Task description =
Set down, please, without alteration, the lines of the entries below from the first through the one containing "rm -fr build/*".

Dataset entries =
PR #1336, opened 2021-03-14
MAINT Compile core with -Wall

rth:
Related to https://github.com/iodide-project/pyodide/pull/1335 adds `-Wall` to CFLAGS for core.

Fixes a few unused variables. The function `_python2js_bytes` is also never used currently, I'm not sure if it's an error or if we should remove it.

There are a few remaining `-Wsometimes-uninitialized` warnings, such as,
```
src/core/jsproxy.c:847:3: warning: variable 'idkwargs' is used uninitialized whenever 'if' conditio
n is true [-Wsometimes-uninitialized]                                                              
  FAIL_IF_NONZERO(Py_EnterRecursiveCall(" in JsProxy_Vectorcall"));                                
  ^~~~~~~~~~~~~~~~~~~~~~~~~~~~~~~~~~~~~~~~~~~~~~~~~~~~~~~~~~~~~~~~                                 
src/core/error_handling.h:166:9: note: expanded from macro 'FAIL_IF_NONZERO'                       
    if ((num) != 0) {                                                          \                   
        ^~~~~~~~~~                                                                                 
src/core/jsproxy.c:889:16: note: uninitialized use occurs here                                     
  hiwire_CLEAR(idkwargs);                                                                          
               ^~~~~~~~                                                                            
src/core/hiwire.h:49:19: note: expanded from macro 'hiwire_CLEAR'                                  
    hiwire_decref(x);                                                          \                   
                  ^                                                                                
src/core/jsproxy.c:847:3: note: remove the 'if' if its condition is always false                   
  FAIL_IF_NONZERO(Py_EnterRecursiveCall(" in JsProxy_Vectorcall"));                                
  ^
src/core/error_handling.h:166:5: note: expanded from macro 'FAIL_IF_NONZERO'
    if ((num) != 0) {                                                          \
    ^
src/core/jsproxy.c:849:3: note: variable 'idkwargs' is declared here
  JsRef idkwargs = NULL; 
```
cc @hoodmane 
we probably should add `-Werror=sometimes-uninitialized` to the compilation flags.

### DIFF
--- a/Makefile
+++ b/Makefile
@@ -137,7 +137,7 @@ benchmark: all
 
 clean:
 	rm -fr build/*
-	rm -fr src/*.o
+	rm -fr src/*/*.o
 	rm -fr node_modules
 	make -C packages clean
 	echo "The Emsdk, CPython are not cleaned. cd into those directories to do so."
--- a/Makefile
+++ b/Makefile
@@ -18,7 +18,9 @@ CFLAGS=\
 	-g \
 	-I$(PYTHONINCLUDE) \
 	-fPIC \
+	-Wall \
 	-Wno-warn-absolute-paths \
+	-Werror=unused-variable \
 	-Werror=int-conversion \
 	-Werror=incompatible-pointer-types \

Answer section =
PR #1336, opened 2021-03-14
MAINT Compile core with -Wall

rth:
Related to https://github.com/iodide-project/pyodide/pull/1335 adds `-Wall` to CFLAGS for core.

Fixes a few unused variables. The function `_python2js_bytes` is also never used currently, I'm not sure if it's an error or if we should remove it.

There are a few remaining `-Wsometimes-uninitialized` warnings, such as,
```
src/core/jsproxy.c:847:3: warning: variable 'idkwargs' is used uninitialized whenever 'if' conditio
n is true [-Wsometimes-uninitialized]                                                              
  FAIL_IF_NONZERO(Py_EnterRecursiveCall(" in JsProxy_Vectorcall"));                                
  ^~~~~~~~~~~~~~~~~~~~~~~~~~~~~~~~~~~~~~~~~~~~~~~~~~~~~~~~~~~~~~~~                                 
src/core/error_handling.h:166:9: note: expanded from macro 'FAIL_IF_NONZERO'                       
    if ((num) != 0) {                                                          \                   
        ^~~~~~~~~~                                                                                 
src/core/jsproxy.c:889:16: note: uninitialized use occurs here                                     
  hiwire_CLEAR(idkwargs);                                                                          
               ^~~~~~~~                                                                            
src/core/hiwire.h:49:19: note: expanded from macro 'hiwire_CLEAR'                                  
    hiwire_decref(x);                                                          \                   
                  ^                                                                                
src/core/jsproxy.c:847:3: note: remove the 'if' if its condition is always false                   
  FAIL_IF_NONZERO(Py_EnterRecursiveCall(" in JsProxy_Vectorcall"));                                
  ^
src/core/error_handling.h:166:5: note: expanded from macro 'FAIL_IF_NONZERO'
    if ((num) != 0) {                                                          \
    ^
src/core/jsproxy.c:849:3: note: variable 'idkwargs' is declared here
  JsRef idkwargs = NULL; 
```
cc @hoodmane 
we probably should add `-Werror=sometimes-uninitialized` to the compilation flags.

### DIFF
--- a/Makefile
+++ b/Makefile
@@ -137,7 +137,7 @@ benchmark: all
 
 clean:
 	rm -fr build/*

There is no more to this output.